* What needs to be done *
Copy out each line below in which the string "mahavirj" appears.

* Data for this task *
◆ ◆ ◆ ◆ ◆

PR #2, opened 2020-12-10
west: fix remote origin

sylvioalves:
Fixed python lint issues
Fixed requirements.txt due to build error


sylvioalves:
@nashif, it would make sense if at least me and @mahavirj could have approval access in here. How does that sound?

nashif:
> @nashif, it would make sense if at least me and @mahavirj could have approval access in here. How does that sound?

done

nashif (approved):

PR #3, opened 2020-12-14
west: add west installation

sylvioalves:
add esp-idf west python env environment

### DIFF
--- a/requirements.txt
+++ b/requirements.txt
@@ -23,6 +23,9 @@ bitstring>=3.1.6
 ecdsa>=0.16.0
 python-socketio<5; python_version<="2.7"
 
+# add zephyr compability
+west>=0.8.0; python_version>="3.6"
+
 # windows-curses are required in Windows command line but cannot be installed in MSYS2. A requirement like
 # "windows-curses; sys_platform == 'win32'" would want to install the package on both of them. There is no environment
 # marker for detecting MSYS2. So instead, a dummy custom package is used with "windows-curses" dependency for Windows


sylvioalves:
@nashif, this fixes the issue you related.

nashif:
> @nashif, this fixes the issue you related.

not clear why we have to install those python packages in a separate script and why we need to do this here. I already have west 8.0 installed. Looks like this install them in the system rather in the user folder?

Should we maybe just rely on what is maintain in zephyr, i.e. in the requirements.txt of zephyr and add the things needed for esp to the zephyr requirement?

sylvioalves:
> > @nashif, this fixes the issue you related.
> 
> not clear why we have to install those python packages in a separate script and why we need to do this here. I already have west 8.0 installed. Looks like this install them in the system rather in the user folder?
> 
> Should we maybe just rely on what is maintain in zephyr, i.e. in the requirements.txt of zephyr and add the things needed for esp to the zephyr requirement?

@nashif, let me try to figure out another way to handle this if possible.

sylvioalves:
@nashif, I have been checking at slack channel whether it is possible to add esp-idf python dependencies in `scripts/requirements-xx.txt`. However, I think it might mess user environment and possibly break esp-idf builds.

The reason esp-idf uses virtual env is to have it's proper package versioning x compatibility. 
At this moment, I having west package as part of virtual env is the way to go in my opinion.

Do you have any other suggestion?

Thanks.

mahavirj:
@sylvioalves We can close this PR now, as we can work it around without using IDF py virtual env?

sylvioalves:
Removed IDF python packages dependency for ESP32 Zephyr support.
This #5 fixs it.

PR #10, opened 2021-02-03
esp_timer: add LAC timer support

sylvioalves:


mahavirj:
@sylvioalves 

- Should we revert earlier commit in `esp_timer` component (https://github.com/zephyrproject-rtos/hal_espressif/commits/zephyr/components/esp_timer) and then add support for LAC timer?
- Also it appears that additional commit to move wifi porting hal can be removed from this PR (part of other PR)?

sylvioalves:
@mahavir, PTAL

mahavirj (approved):

PR #14, opened 2021-02-25
esp32: counter: replaces CMakeLists.txt config macro name

glaubermaroto:
Zephyr community uses COUNTER instead of TIMER.
This commit replaces the config macro name to avoid confusion.

Signed-off-by: Glauber Maroto Ferreira <glauber.ferreira@espressif.com>


glaubermaroto:
PTAL @sylvioalves

sylvioalves (approved):

PR #26, opened 2021-05-26
wifi: event: move event handler to wifi driver

sylvioalves:
Remove esp_event API and handle wifi events
in wifi driver source


shubhamkulkarni97 (approved):
LGTM

PR #32, opened 2021-06-29
cmake: fix directory include

sylvioalves:
Twister is not finding subdir


uLipe (approved):
As a initial solution LGTM

glaubermaroto (approved):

◆ ◆ ◆ ◆ ◆

* Exercise answer *
@nashif, it would make sense if at least me and @mahavirj could have approval access in here. How does that sound?
> @nashif, it would make sense if at least me and @mahavirj could have approval access in here. How does that sound?
mahavirj:
mahavirj:
mahavirj (approved):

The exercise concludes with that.